Worcester had the second-lowest rental vacancy rate among the areas Forbes looked at, and local renters faced the third-highest year-over-year rent increases. Forbes put the median rental price in Worcester at $1,995 per month.

The publication said the ranking is due to "extremely low vacancy rates and some of the worst availability of rental units."

People cheer during the May Day rally outside Worcester City Hall.
People cheer during the May Day rally outside Worcester City Hall.

The Worcester Together Affordable Housing Coalition was one of the groups that pushed for an inclusionary zoning law in April 2023. Rob Bilotta, co-chair of the coalition, said affordable housing should be a guarantee for city residents.

"What good is housing for all of us if none of us in Worcester can afford to live here?" Bilotta asked.

On a local level, Bilotta said, there needs to be a push for more affordable housing for seniors and disabled people, noting many of the new apartment complexes in Worcester do not qualify.

"We're not doing enough of that in Worcester and we need to do better," Bilotta said. "We need to be sure as we're building more housing that we're hiring local people. We also need to be sure that housing is affordable."

Kawanee Dozier spoke about her housing experience in Worcester. When she and her partner moved to the city they stayed with some "old friends," she said.

"We were in such a good place," Dozier said. "I was so proud of us."

On April 24, 2023, everything changed. Her bed's headboard caught fire from a candle while she was napping. It spread quickly, and Dozier lost everything.
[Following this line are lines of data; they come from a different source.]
PR #5007, opened 2022-11-01
Add CLI option to disable Dart analyzer

Hallot:
## Description of Change

Add a CLI option to disable the new Dart analyzer introduced in 7.3.0. (Because it crashes in my case.)

No, feel free to point to where I can do it.


utils/src/main/java/org/owasp/dependencycheck/utils/Settings.java
```diff
@@ -421,6 +421,10 @@ public static final class KEYS {
          * The properties key for whether the Golang Dep analyzer is enabled.
          */
         public static final String ANALYZER_GOLANG_DEP_ENABLED = "analyzer.golang.dep.enabled";
+        /**
+         * The properties key for whether the Dart analyzer is enabled.
+         */
+        public static final String ANALYZER_DART_ENABLED = "analyzer.dart.enabled";
```
jeremylong: This was already defined on line 740.
```suggestion
```

jeremylong (approved):
Thanks - I can't believe I forgot to add these when the analyzer was added...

"We ended up living with my mother-in-law for a while. We were looking for a new place to move to. Application after application, wasting money we didn't have," Dozier said. "No one was willing to take us. According to my research, landlords generally prefer a minimum credit score of 670 to 730. Imagine that for 20-year-olds trying to go out on our own."

Finfer also pushed for money from the Community Development Block grant and the Community Preservation Act to be used for affordable housing in the city.
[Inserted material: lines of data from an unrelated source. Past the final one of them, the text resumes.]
Issue #5008, opened 2022-11-01
Dart analyzer NPE


Hallot:
**Describe the bug**
Dart analyzer crashes with a NPE when analyzing a pubspec.yaml file.

**Version of dependency-check used**
The problem occurs using version 7.3.0 of the cli

**Log file**

> [WARN] An unexpected error occurred during analysis of '/tmp/dev/.cache/bazel/_bazel/45687a9fc51e3180e3ee6f957bfa2b6a/external/com_google_protobuf/examples/pubspec.yaml' (Dart Package Analyzer): null
> [ERROR]
> java.lang.NullPointerException: null
> 	at org.owasp.dependencycheck.analyzer.DartAnalyzer.analyzeYamlFileDependencies(DartAnalyzer.java:137)
> 	at org.owasp.dependencycheck.analyzer.DartAnalyzer.analyzeDependency(DartAnalyzer.java:117)
> 	at org.owasp.dependencycheck.analyzer.AbstractAnalyzer.analyze(AbstractAnalyzer.java:131)
> 	at org.owasp.dependencycheck.AnalysisTask.call(AnalysisTask.java:88)
> 	at org.owasp.dependencycheck.AnalysisTask.call(AnalysisTask.java:37)
> 	at java.base/java.util.concurrent.FutureTask.run(FutureTask.java:264)
> 	at java.base/java.util.concurrent.ThreadPoolExecutor.runWorker(ThreadPoolExecutor.java:1128)
> 	at java.base/java.util.concurrent.ThreadPoolExecutor$Worker.run(ThreadPoolExecutor.java:628)
> 	at java.base/java.lang.Thread.run(Thread.java:829)
> [INFO] Finished Dart Package Analyzer (0 seconds)

**To Reproduce**
pubspec.yaml content:
```
name: addressbook
description: dartlang.org example code.

dependencies:
  protobuf:
```

**Expected behavior**
No crashes happen.

**Additional context**
The analyzer is run in a Linux Docker container running on aarch64 ARM Mac.

I have outOfMemory errors with the CMake analyzer in the same run, but it is probably not related.

> [WARN] An unexpected error occurred during analysis of '/tmp/dev/.cache/bazel/_bazel/45687a9fc51e3180e3ee6f957bfa2b6a/external/cmake-3.23.2-linux-aarch64/share/cmake-3.23/Modules/FindGTK2.cmake' (CMake Analyzer): Java heap space
> [ERROR]
[...]

PR #5011, opened 2022-11-02
Update Dart Analyzer

jeremylong:
## Fixes Issue #5008

* Adds checks for empty/non-existent elements.
* Don't process yaml if lock is present (yaml may have blank versions)


core/src/main/java/org/owasp/dependencycheck/analyzer/DartAnalyzer.java
```diff
@@ -212,11 +223,13 @@ private void addYamlDependenciesToEngine(Iterator<Map.Entry<String, JsonNode>> d
     }
 
     private void addYamlDartDependencyToEngine(JsonNode rootNode, File file, Engine engine) throws AnalysisException {
-        final String dartVersion = rootNode.get("environment").get("sdk").textValue();
-        final String minimumVersion = extractMinimumVersion(dartVersion);
+        if (rootNode.hasNonNull("environment")) {
+            final String dartVersion = rootNode.get("environment").get("sdk").textValue();
```
aikebah, line 227: Think this should have null checks as well? 
Not familiar with the Dart ecosystem, but https://dart.dev/tools/pub/pubspec
and the readme for environment property hint to me that the elements such as sdk underneath environment may also be unavailable (for packages for Dart version <2.0)

aikebah (changes requested):

core/src/main/java/org/owasp/dependencycheck/analyzer/DartAnalyzer.java
jeremylong: Good catch - thanks!

aikebah (approved):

"I think the groups really [should] look at those budgets and those two funding sources, and they're not majorly going to affordable housing," Finfer said. "You want to push them to change that because that's the top issue clearly in your city, how those funds should be used."
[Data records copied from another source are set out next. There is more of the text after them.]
Issue #3666, opened 2021-09-22
java.lang.ClassNotFoundException: org.apache.commons.jcs.auxiliary.disk.indexed.IndexedDiskElementDescriptor


smiklosovic:
@jeremylong this is still happening, the older issue was autoclosed.

**Describe the bug**
I am just doing ant dependency-check

**Version of dependency-check used**
6..3.1

**Log file**

    [dependency-check] Sep 22, 2021 8:04:15 PM org.apache.commons.jcs.auxiliary.disk.indexed.IndexedDiskCache loadKeys
    [dependency-check] SEVERE: Region [CENTRAL] Problem loading keys for file CENTRAL
    [dependency-check] java.lang.ClassNotFoundException: org.apache.commons.jcs.auxiliary.disk.indexed.IndexedDiskElementDescriptor
    [dependency-check]      at java.net.URLClassLoader.findClass(URLClassLoader.java:382)
    [dependency-check]      at java.lang.ClassLoader.loadClass(ClassLoader.java:418)
    [dependency-check]      at org.codehaus.classworlds.RealmClassLoader.loadClassDirect(RealmClassLoader.java:195)
    [dependency-check]      at org.codehaus.classworlds.DefaultClassRealm.loadClass(DefaultClassRealm.java:255)
    [dependency-check]      at org.codehaus.classworlds.RealmClassLoader.loadClass(RealmClassLoader.java:214)
    [dependency-check]      at java.lang.ClassLoader.loadClass(ClassLoader.java:351)
    [dependency-check]      at java.lang.Class.forName0(Native Method)
    [dependency-check]      at java.lang.Class.forName(Class.java:348)
    [dependency-check]      at org.apache.commons.jcs.io.ObjectInputStreamClassLoaderAware.resolveClass(ObjectInputStreamClassLoaderAware.java:37)
    [dependency-check]      at java.io.ObjectInputStream.readNonProxyDesc(ObjectInputStream.java:1867)
    [dependency-check]      at java.io.ObjectInputStream.readClassDesc(ObjectInputStream.java:1750)
    [dependency-check]      at java.io.ObjectInputStream.readOrdinaryObject(ObjectInputStream.java:2041)
    [dependency-check]      at java.io.ObjectInputStream.readObject0(ObjectInputStream.java:1572)
    [dependency-check]      at java.io.ObjectInputStream.readObject(ObjectInputStream.java:430)
[...]

PR #5046, opened 2022-11-14
Set the context class loader when executing ant tasks

danielhodder:
Issue: #3666

## Description of Change

Adds a context class loader to all the ant tasks. Other build tools set the ContextClassLoader property on the current Thread instance before calling into the plugin, ant does not.

The JCS library has some logic down in it's deserializer which finds the classloader to use. If it used the 'default' one this would work; but since it uses the Context Class Loader it fails since that classloader is something else.

*no*


jeremylong (approved):

danielhodder:
I ran the step the failed on my machine and it worked. It looks like the build system had a hiccup.

jeremylong:
I kicked off the failed job again.

jeremylong:
Thanks for the PR!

"We're in the middle of a housing crisis, not just here in Mass, but in the nation," Dalída Rocha, executive director of Neighbor to Neighbor Massachusetts, said. "On April 20, NBC reported that for a family of four to live comfortably in Massachusetts, you need to make over $300,000 a year. I'm a single mother of three, so a family of four, and I make nowhere near that."

According to the U.S. Census Bureau, in 2021 the median household income in Massachusetts was $56,746. Median earnings for Worcester residents are in the bottom five percent of Massachusetts' 351 municipalities.

"Renters make up the bulk of Worcester residents," Dozier said. "If income increases remain stagnant and housing costs continue to soar, it's no wonder our unsheltered population continues to grow."